The industries department invited a tender in 2008 and the Hindustan Petro Chemicals Limited (HPCL), a Central government undertaking, closed two bids of sugar mills at Lauria and Sugauli after paying the bid money of Rs 95 crore. The bid was backed by a project proposal of ₹700 crore to produce methanol, power and sugar. Following this, a total of 13 sugar mills were leased to private players.

Farmers’ MSP trouble

Farmers are virtually caught between the devil and the deep blue sea: if they sell their produce to the sugar mills even on the MSP, they don’t get their payments on time. So, they are forced to sell their produce below the MSP in mandis.

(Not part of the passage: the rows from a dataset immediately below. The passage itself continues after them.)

PR #44, opened 2020-10-21
Add corrections for remote compiling on centos 7.8

lecourtoisflo:
required to run in the distant machine

### DIFF
--- a/sources/Outputs/include/Dyd.h
+++ b/sources/Outputs/include/Dyd.h
@@ -29,6 +29,31 @@
 #include <unordered_map>
 #include <vector>
 
+namespace std {
+/**
+ * @brief specialization hash for generators model types
+ *
+ * For old compilers, hashs are not implemented for unordered_map when key is an enum class.
+ * see https://en.cppreference.com/w/cpp/utility/hash for template definition
+ */
+template<>
+struct hash<dfl::algo::GeneratorDefinition::ModelType> {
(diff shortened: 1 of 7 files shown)


rosiereflo (approved):

gautierbureau:
> required to run in the distant machine

More precisely on centos 7.8

gautierbureau (approved):

sources/Outputs/include/Dyd.h
```diff
@@ -29,6 +29,31 @@
...
+ *
+ * For old compilers, hashs are not implemented for unordered_map when key is an enum class.
+ * see https://en.cppreference.com/w/cpp/utility/hash for template definition
+ */
+template<>
+struct hash<dfl::algo::GeneratorDefinition::ModelType> {
+  /// @brief Constructor
+  hash() {}
+  /**
+   * @brief Action operator
```
rosiereflo, line 44: Is it possible to avoid duplicating this code?

rosiereflo (changes requested):

sources/Outputs/include/Dyd.h
lecourtoisflo: I tried but there is a conflicts between the template we declare and the template implemented in libstd, the one that doesn't exist in the distante machine. I'm open to suggestions

rosiereflo (approved):

PR #45, opened 2020-10-22
Move install target in the right place to be able to use cmake 3.12. …

gautierbureau:
…Add compile flag for xerces compilation on centos7.8.

### DIFF
--- a/CMakeLists.txt
+++ b/CMakeLists.txt
@@ -98,6 +98,7 @@ find_package(Sundials REQUIRED)
 # libZIP
 find_package(libZIP 1.3.0 REQUIRED)
 # XercesC (required for libxml)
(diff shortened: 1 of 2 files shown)


CMakeLists.txt
```diff
@@ -98,6 +98,7 @@ find_package(Sundials REQUIRED)
 # libZIP
 find_package(libZIP 1.3.0 REQUIRED)
 # XercesC (required for libxml)
+set(CXX_STDFLAG "-std=c++11") # Required to test Xerces compilation
```
lecourtoisflo, line 101: Will be integrated with the same comment also in another PR

lecourtoisflo (approved):

rosiereflo (approved):

PR #48, opened 2020-10-23
Diagram validity

PerninGuillaume:
Work in progress, need to add integration test with a iidm with an invalid diagram, the tests we have at the moment have all valid diagram.


sources/Algo/src/Algo.cpp
```diff
@@ -81,16 +83,53 @@ GeneratorDefinitionAlgorithm::operator()(const NodePtr& node) {
...
+  auto it = generator.points.begin();
+  while ((allQminEqualQmax || allPEqual) && it != generator.points.end()) {
+    allQminEqualQmax = allQminEqualQmax && it->qmin == it->qmax;
+    allPEqual = allPEqual && it->p == firstP;
+    ++it;
+  }
+  valid = !allQminEqualQmax && !allPEqual;
+
+  if (!valid) {
+    LOG(info) << generator.id + "has not a valid diagram." << LOG_ENDL;
```
lecourtoisflo, line 128: This should be a warning log if we put the user to be notified or a debug log.

tests/algo/TestAlgo.cpp
```diff
@@ -259,3 +260,80 @@ TEST(Loads, base) {
     ASSERT_EQ(expected_loads[index].id, loads[index].id);
   }
 }
+
+TEST(Diagram, validDiagram) {
```
lecourtoisflo, line 264: The name of the suite should be consistent "Diagram" should be consistent with the rest of the file

sources/Algo/include/Algo.h
```diff
@@ -199,6 +199,15 @@ class GeneratorDefinitionAlgorithm : public NodeAlgorithm {
   void operator()(const NodePtr& node);
```
lecourtoisflo, line 199: Complete description of algorithm

lecourtoisflo (changes requested):
Do not commit code with WIP message

sources/Algo/include/Algo.h
PerninGuillaume: What do you mean ?

lecourtoisflo: The doxygen docuentation of the operator() provides a short description of the algorithm. It could be interesting to complete it, at least to say that some input generators can be ignored by this algorithm

sources/Algo/src/Algo.cpp
```diff
@@ -125,7 +125,7 @@ GeneratorDefinitionAlgorithm::isDiagramValid(const inputs::Generator& generator)
   valid = !allQminEqualQmax && !allPEqual;
 
   if (!valid) {
-    LOG(info) << generator.id + "has not a valid diagram." << LOG_ENDL;
+    LOG(warn) << generator.id + "has not a valid diagram." << LOG_ENDL;
```
lecourtoisflo, line 128: For error / warning / info logs,dictionnaries should be used

lecourtoisflo (changes requested):

lecourtoisflo (approved):

rosiereflo:
Please synchronize with the master to resolve the conflict

etc/DFLMessages_en_GB.dic
```diff
@@ -18,3 +18,4 @@ SimulateInfo                  =     Initializing %1% simulation
 NetworkFileNotFound           =     Network file %1% does not exist
 NodeBreakerInterface          =     Node breaker topology for voltage level interface is not supported (%1%)
 SimulationEnded               =     Simulation %1% ended sucessfully
+InvalidDiagram                =     The diagram of the generator %1% is invalid
```
rosiereflo, line 21: Please add the reason of the non-validity

sources/Algo/include/Algo.h
```diff
@@ -192,13 +192,24 @@ class GeneratorDefinitionAlgorithm : public NodeAlgorithm {
   /**
    * @brief Perform algorithm
    *
-   * Add the generators of the nodes and deducing the model to use
+   * Add the generators of the nodes and deducing the model to use. If the node is a generator with a deduced
+   * model of a diagram then the function isDiagramValid is called. If the diagram is not valid the generator
```
rosiereflo, line 196: "If the diagram is not valid the generator..." => If the diagram is not valid the default generator model is used

sources/Algo/include/Algo.h
```diff
@@ -192,13 +192,24 @@ class GeneratorDefinitionAlgorithm : public NodeAlgorithm {
   /**
    * @brief Perform algorithm
    *
-   * Add the generators of the nodes and deducing the model to use
+   * Add the generators of the nodes and deducing the model to use. If the node is a generator with a deduced
```
rosiereflo, line 195: Please rephrase: for example "validity of the generator is checked whenever it makes sense"

sources/Algo/src/Algo.cpp
```diff
@@ -81,16 +83,53 @@ GeneratorDefinitionAlgorithm::operator()(const NodePtr& node) {
   if (node_generators.size() == 1) {
     auto model = useInfiniteReactivelimits_ ? GeneratorDefinition::ModelType::SIGNALN : GeneratorDefinition::ModelType::DIAGRAM_PQ_SIGNALN;
     const auto& gen = node_generators.front();
+
+    if (model == GeneratorDefinition::ModelType::DIAGRAM_PQ_SIGNALN && !isDiagramValid(gen)) {
+      return;
```
rosiereflo, line 88: Please add a warning saying that the default model willl be used for this generator

sources/Algo/src/Algo.cpp
```diff
@@ -81,16 +83,53 @@ GeneratorDefinitionAlgorithm::operator()(const NodePtr& node) {
...
+    }
+
     generators_.emplace_back(gen.id, model, node->id, gen.points, gen.qmin, gen.qmax, gen.pmin, gen.pmax);
   } else {
     auto model =
         useInfiniteReactivelimits_ ? GeneratorDefinition::ModelType::WITH_IMPEDANCE_SIGNALN : GeneratorDefinition::ModelType::WITH_IMPEDANCE_DIAGRAM_PQ_SIGNALN;
     for (auto it = node_generators.begin(); it != node_generators.end(); ++it) {
+      if (model == GeneratorDefinition::ModelType::WITH_IMPEDANCE_DIAGRAM_PQ_SIGNALN && !isDiagramValid(*it)) {
+        continue;
```
rosiereflo, line 97: Same as above

sources/Outputs/include/Diagram.h
```diff
@@ -62,6 +62,7 @@ class Diagram {
    */
   void write();
 
+
```
rosiereflo, line 65: Please remove useless blank line

sources/Outputs/include/Diagram.h
```diff
@@ -76,8 +77,8 @@ class Diagram {
    * @param buffer The buffer to store the string that will be written to the file
    * @param table The enum determining if we write the Qmin or Qmax table
    */
+  static void writeTable(const algo::GeneratorDefinition& generator, std::stringstream& buffer, Tables table);
```
rosiereflo, line 80: why static?

sources/Algo/src/Algo.cpp
```diff
@@ -81,16 +83,53 @@ GeneratorDefinitionAlgorithm::operator()(const NodePtr& node) {
...
+      }
       generators_.emplace_back(it->id, model, node->id, it->points, it->qmin, it->qmax, it->pmin, it->pmax);
     }
   }
 }
 
+bool
+GeneratorDefinitionAlgorithm::isDiagramValid(const inputs::Generator& generator) {
+  bool valid = true;
```
rosiereflo, line 106: Please declare this at the latest moment

sources/Algo/src/Algo.cpp
```diff
@@ -81,16 +83,53 @@ GeneratorDefinitionAlgorithm::operator()(const NodePtr& node) {
...
+
+  if (generator.points.size() == 0) {
```
rosiereflo, line 108: if generator.empty

sources/Algo/src/Algo.cpp
```diff
@@ -81,16 +83,53 @@ GeneratorDefinitionAlgorithm::operator()(const NodePtr& node) {
...
+    return true;
```
rosiereflo, line 109: What does it mean to have an empty diagram?

sources/Algo/src/Algo.cpp
```diff
@@ -81,16 +83,53 @@ GeneratorDefinitionAlgorithm::operator()(const NodePtr& node) {
...
+  if (generator.points.size() == 1) {
+    LOG(warn) << MESS(InvalidDiagram, generator.id) << LOG_ENDL;
+    return false;
+  }
+
+  auto firstP = generator.points.front().p;
+  bool allQminEqualQmax = true;
+  bool allPEqual = true;
+  auto it = generator.points.begin();
+  while ((allQminEqualQmax || allPEqual) && it != generator.points.end()) {
```
rosiereflo, line 120: I always prefer for loops to while loops

sources/Algo/src/Algo.cpp
```diff
@@ -81,16 +83,53 @@ GeneratorDefinitionAlgorithm::operator()(const NodePtr& node) {
...
+    allQminEqualQmax = allQminEqualQmax && it->qmin == it->qmax;
```
rosiereflo, line 121: as soon as this is false we might break the loop and avoir useless computations

tests/algo/TestAlgo.cpp
```diff
@@ -259,3 +261,83 @@ TEST(Loads, base) {
     ASSERT_EQ(expected_loads[index].id, loads[index].id);
   }
 }
+
+TEST(Generators, validDiagram) {
+  using dfl::inputs::Generator;
+  std::vector<Generator::ReactiveCurvePoint> points({Generator::ReactiveCurvePoint(12., 44., 440.), Generator::ReactiveCurvePoint(65., 44., 440.)});
+  const Generator generator("G1", points, 3., 30., 33., 330.);
```
rosiereflo, line 268: Please test the empty and the size==1 cases

rosiereflo (changes requested):

sources/Algo/include/Algo.h
lecourtoisflo: incorrect. from algorithm point of view, if diagram is invalid, the generator is ignored

sources/Algo/src/Algo.cpp
PerninGuillaume: In log(debug) or log(warning) ?

PerninGuillaume: We already have a warning when the diagram is invalid, so should I extend the original warning instead ?

sources/Outputs/include/Diagram.h
PerninGuillaume: It does not depend on any class members, so I figured it would be more optimal

sources/Algo/src/Algo.cpp
PerninGuillaume: It means that we still have a diagram in the diagram.txt file. This diagram will be constructed from the pmin, pmax, qmin and qmax points and will give us a table(2,2)

sources/Algo/src/Algo.cpp
PerninGuillaume: I prefer the while loops, it isn't mandatory to have for loops ?

sources/Algo/src/Algo.cpp
PerninGuillaume: One Reactive Curve Point (RCP) which has qmin != qmax does not imply that the diagram is valid. This same diagram could have all its P equal for all we know, so we must continue the loop until we are sure.

sources/Algo/src/Algo.cpp
rosiereflo: the consequence of this invalidity should also be given

sources/Algo/src/Algo.cpp
rosiereflo: Could you please add a comment?

sources/Algo/src/Algo.cpp
rosiereflo: Nope, not mandatory, just more elegant

sources/Algo/include/Algo.h
rosiereflo: both are equivalent I guess

sources/Algo/src/Algo.cpp
PerninGuillaume: It boils down to personal preference

sources/Algo/src/Algo.cpp
PerninGuillaume: Of course

sources/Algo/include/Algo.h
rosiereflo: Let's keep it that way as the warning will give the consequence

sources/Algo/src/Algo.cpp
rosiereflo: absolutely :)

rosiereflo: Just to explain my preference: the main interest of for loop is to avoid having to handle the iterator inside the loop, which can be dangerous if the complexity increase. Here the algorithm is simple so it's ok to keep it that way if you prefer

marcochiaramello (approved):

rosiereflo (approved):

sources/Algo/src/Algo.cpp
```diff
@@ -81,16 +84,62 @@ GeneratorDefinitionAlgorithm::operator()(const NodePtr& node) {
...
 }
 
+bool
+GeneratorDefinitionAlgorithm::isDiagramValid(const inputs::Generator& generator) {
+  //If there are no points, the diagram will be constructed from the pmin, pmax, qmin and qmax values
+  if (generator.points.empty()) {
+    return true;
+  }
+  if (generator.points.size() == 1) {
+    LOG(warn) << MESS(InvalidDiagram, generator.id, "there was only one reactive curve point provided") << LOG_ENDL;
```
lecourtoisflo, line 112: do not use english text in dictionnary message

sources/Algo/src/Algo.cpp
```diff
@@ -81,16 +84,62 @@ GeneratorDefinitionAlgorithm::operator()(const NodePtr& node) {
...
+    if (allQminEqualQmax) {
+      errorMessage = "each reactive curve point has the same qmin and qmax";
+    }
+    if (allQminEqualQmax && allPEqual) {
+      errorMessage += " and ";
+    }
+    if (allPEqual) {
+      errorMessage += "all reactive curve points have the same p";
+    }
+    LOG(warn) << MESS(InvalidDiagram, generator.id, errorMessage) << LOG_ENDL;
```
lecourtoisflo, line 138: same remark as above. Maybe create 2 different messages

lecourtoisflo (changes requested):

lecourtoisflo (approved):

lecourtoisflo (changes requested):

sources/Algo/src/Algo.cpp
```diff
@@ -82,16 +85,61 @@ GeneratorDefinitionAlgorithm::operator()(const NodePtr& node) {
...
+  auto it = generator.points.begin();
+  while ((allQminEqualQmax || allPEqual) && it != generator.points.end()) {
+    allQminEqualQmax = allQminEqualQmax && it->qmin == it->qmax;
+    allPEqual = allPEqual && it->p == firstP;
+    ++it;
+  }
+  bool valid = !allQminEqualQmax && !allPEqual;
+
+  if (!valid) {
+    std::string errorMessage = "";
```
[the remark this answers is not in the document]
PerninGuillaume: No it did not

sources/Algo/include/Algo.h
```diff
@@ -192,13 +192,24 @@ class GeneratorDefinitionAlgorithm : public NodeAlgorithm {
   /**
    * @brief Perform algorithm
    *
-   * Add the generators of the nodes and deducing the model to use
+   * Add the generators of the nodes and deducing the model to use.
+   * Validity of the generator is checked whenever it makes sense. 
+   * If the diagram is not valid, the default generator model is used
```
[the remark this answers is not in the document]
rosiereflo: let's slit the apple in 2 like the other case: "if the diagram is not valid, the generator is ignored by the algorithm and the default dynawo behavior is used"

lecourtoisflo (approved):

gautierbureau (approved):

Something of the sort happened in the case of Riga sugar mill. It didn’t open for even a day, forcing sugarcane farmers from Sitamarhi and adjoining Sheohar district to sell their produce to middlemen at prices lower than the MSP. The government opened procurement centres, but they could not meet the target. These centres barely functioned, claimed a farmer on the condition of anonymity.

This season, 11 lakh quintals of the sugarcane were grown in Sitamarhi and Sheohar districts. As Riga sugar mill remained completely non-operational this season, two mills in Gopalganj and one mill in West Champaran were directed to buy the cane from farmers of Sitamarhi and Sheohar districts. Farmers, however, found it difficult to sell their produce to these mills since the distance from Sitamarhi and Sheohar to Gopalganj and West Champaran is more than 150 km. Their problems only compounded when these three sugar mills also stopped functioning suddenly.